Dropped into the blender

“ Life is mostly froth and bubble; Two things stand like stone: Kindness in another’s troubles, Courage in our own.” (Poet, Adam Lindsay Gordon)

“Just put it all behind you.”, “Move on.”, “Keep moving forward.”.  I’m hearing lots of these well-meaning comments at the moment as I start to try and assemble a new life, post-cancer. And while I agree with the caring sentiments behind such advice, and am in grateful raptures that I am finally on the improve, it’s still very early days in my recovery.

I was recently reminded by my GP that being diagnosed with cancer is like being picked up and dropped into a blender. Every part of your life- relationships, family, friendships, work, health, lifestyle, finances- are all whizzed up in a shattering blitz of chemo, surgery and radiation. Then, if you’re lucky enough to survive, you’re tipped out and left with the daunting process of piecing together all your broken, crushed pieces.

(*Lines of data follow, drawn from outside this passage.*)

PR #510, opened 2022-07-18
feat: add Auth package and parse-server demo

ErnoW:
chore: remove logs

fix: update statement

docs: update changeset

chore: cleanup

---
name: 'Pull request'
about: A new pull request
---

### Checklist

### Issue Description

- Add Moralis.Auth package to handle authentication via the Moralis Authentication Api
- Add parse-server demo project


demos/demo-parse-server-auth/README.md
```diff
@@ -0,0 +1,27 @@
...
+
+Now your server is running locally with the following endpoints:
+
+- Parse Server: `localhost:1337/server` (or any other port/endpoint you set in `.env`)
+- Parse Dashboard: `localhost:1337/dashboard` (or any other port you set in `.env`)
+- API: `localhost:1337/api` (or any other port you set in `.env`)
+
+### Run the client
+
+Go to the client directory: `cd client/public`
```
b4rtaz, line 21: This could be simplified by using `app.use(express.static('public'))` in the express server. Now we have two stage process to run the demo. It could be one stage.

demos/demo-parse-server-auth/README.md
```diff
@@ -0,0 +1,27 @@
+# Demo parse-server Auth
+
+## Run locally
+
+### Run the server
+
+Go to the server directory: `cd server`
+
+1. Run a mongo-db via `yarn dev:db-start` or run your a mongo-db in any other way
+2. Copy `.env.exampl` to `.env` and fill in the values
```
b4rtaz, line 10: Typo, should be: `.env.example`

packages/auth/src/methods/verify.ts
```diff
@@ -0,0 +1,26 @@
...
+
+export interface SignMessageEvmOptions {
+  message: string;
+  signature: string;
+  network: 'evm';
+}
+
+export type SignMessageOptions = SignMessageEvmOptions;
+
+const makeEvmVerify = ({ network, ...options }: SignMessageEvmOptions) => {
```
sogunshola, line 12: `network` does not seem to be used here

packages/auth/src/AuthApi/AuthApi.ts
```diff
@@ -0,0 +1,7 @@
+import { completeChallenge } from './resolvers/completeChallenge';
+import { initializeChallenge } from './resolvers/initializeChallenge';
+
+export const AuthApi = {
+  requestMessage: initializeChallenge.fetch,
+  verify: completeChallenge.fetch,
+};
```
b4rtaz, line 7: These methods use a default instance of `MoralisCore` and there is no possibility to change it. This limits a user's use-cases. With that architecture I can't create a multi-tenancy architecture (one server/one instance of nodejs, multiple moralis API keys for different clients).

demos/demo-parse-server-auth/server/src/config.ts
```diff
@@ -0,0 +1,22 @@
+import * as dotenv from 'dotenv';
+
+dotenv.config();
+import { cleanEnv, num, str, bool } from 'envalid';
```
b4rtaz, line 4: Can this import be in imports section at the top?

packages/auth/src/AuthApi/resolvers/AuthApiResolver.ts
```diff
@@ -0,0 +1,172 @@
...
+  apiToResult: (result: ApiResult, params: Params) => AdaptedResult;
+  resultToJson: (result: AdaptedResult) => JSONResult;
+  parseParams: (params: Params) => ApiParams;
+  method?: Method;
+  bodyParams?: readonly (keyof Params)[];
+  bodyType?: BodyType;
+  name: string;
+}
+
+export class AuthApiResolver<ApiParams, Params, ApiResult, AdaptedResult, JSONResult> {
```
b4rtaz, line 28: A see here a lot `protected` fields. Why `protected` instead `private`? This class is not inherited anywhere.

sogunshola (commented):
Awesome work 🔥. few comments.

demos/demo-parse-server-auth/server/src/auth/MoralisAuthAdapter.ts
```diff
@@ -0,0 +1,43 @@
...
+    .catch(() => {
+      throw new Parse.Error(Parse.Error.OBJECT_NOT_FOUND, 'Moralis auth failed, invalid data');
+    });
+}
+
+export function validateAppId(appIds, authData, options) {
+  return Promise.resolve();
+}
+
+export default {
```
b4rtaz, line 40: Why `export default` is here, if you have exported functions above?

demos/demo-parse-server-auth/server/src/auth/authController.ts
```diff
@@ -0,0 +1,38 @@
...
+      signature,
+    });
+
+    res.status(200).json({ user });
+  } catch (err) {
+    next(err);
+  }
+}
+
+export default {
```
b4rtaz, line 35: Why `export default` is here, if you have exported functions above?

demos/demo-parse-server-auth/server/src/auth/MoralisAuthAdapter.ts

If I’m honest, I’m finding these early days of cancer recovery to be an uncertain and anxious time. A time of huge change and transition away from the safety net of my tight-knit oncology, chemo and specialist nursing team. A time of dealing with the deep grief, pain, suffering, loss and sadness that comes with the cancer experience. Sorry Christmas, but it’s just the way it is this year!

Eventually, I know that everything will come out in the wash, but it’s going to take time and an ocean of patience. Two things that I’m learning are essential ingredients in putting back together what has come out of the blender.